Per approfondimenti sul ricordo di Giovanni Falcone vedi qui
Domande da interrogazione
- Qual è stato l'evento centrale della strage di Capaci?
- Come è stata organizzata la strage di Capaci da parte di Cosa Nostra?
- Quali sono state le conseguenze della strage di Capaci?
- Come viene commemorata la memoria di Giovanni Falcone e della sua famiglia?
- Qual è l'importanza della figura di Giovanni Falcone nella lotta alla mafia?
La strage di Capaci, avvenuta il 23 maggio 1992, portò all'assassinio del magistrato Giovanni Falcone, della moglie Francesca Morvillo e di alcuni agenti della scorta, a causa di un attentato organizzato da Cosa Nostra.
L'attentato fu pianificato nei minimi dettagli da Salvatore Riina e i suoi uomini, che posizionarono un carico di esplosivo sotto un ponte sull'autostrada A29, dove Falcone stava transitando con la sua scorta.
La strage segnò un punto di rottura nella lotta contro la mafia, portando molti membri di Cosa Nostra a pentirsi e collaborare con la giustizia, contribuendo a indebolire l'organizzazione mafiosa.

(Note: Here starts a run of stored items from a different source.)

PR #5234, opened 2025-03-13
Attempt to fix the CWL conformance test badge

mr-c:
- cwl conformance testing: fix doc string
- cwl conformance tests: run with --bypass-file-store

### DIFF
--- a/.gitlab-ci.yml
+++ b/.gitlab-ci.yml
@@ -303,7 +303,7 @@ cwl_badge:
     - make download_cwl_spec
     - rm -rf badges1.2
     # We have to run this on one thread to avoid a race condition: https://github.com/common-workflow-language/cwltest/issues/239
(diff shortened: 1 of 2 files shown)


mr-c:
To access the JSON results for a specific branch (but not a specific job ID) via the GitLab API, then the pipeline must succeed

> Download a single file from a job’s artifacts in the latest **successful** pipeline using the reference name. 

https://docs.gitlab.com/api/job_artifacts/#download-a-single-artifact-file-from-specific-tag-or-branch

adamnovak:
Is the idea here that bypassing the file store will make all the tests pass (because there's then no unsupported features), which then would somehow fix badge references?

We have the pipeline *step* allowed to fail when the tests for unsupported features fail, which means the *pipeline* should still succeed and the badges should still be accessible.

mr-c:
When merged, this will fix the CWL conformance badges.

Example: Toil CWL 1.2 Required Conformance Badge

mr-c:
> Is the idea here that bypassing the file store will make all the tests pass (because there's then no unsupported features), which then would somehow fix badge references?

Yes

> We have the pipeline _step_ allowed to fail when the tests for unsupported features fail, which means the _pipeline_ should still succeed and the badges should still be accessible.

It isn't enough, for the particular API you are using, the pipeline/job must succeed

adamnovak:
@stxue1 Can you review this one?

adamnovak (approved):
I'm not sure we need this *and* the test being allowed to fail, which if you're right about the API then doesn't help us at all. But this would get us a 100% on all the optional features I think, which we might like to see.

Ogni anno, a Palermo e a Capaci, si organizzano cerimonie commemorative per ricordare Falcone e la moglie, e sono state create fondazioni per educare i giovani alla legalità e combattere la criminalità organizzata.
Giovanni Falcone è considerato un eroe della legalità, la cui lotta contro la mafia continua a ispirare e guidare le iniziative contro la criminalità organizzata, rappresentando un faro di speranza per il futuro del Paese.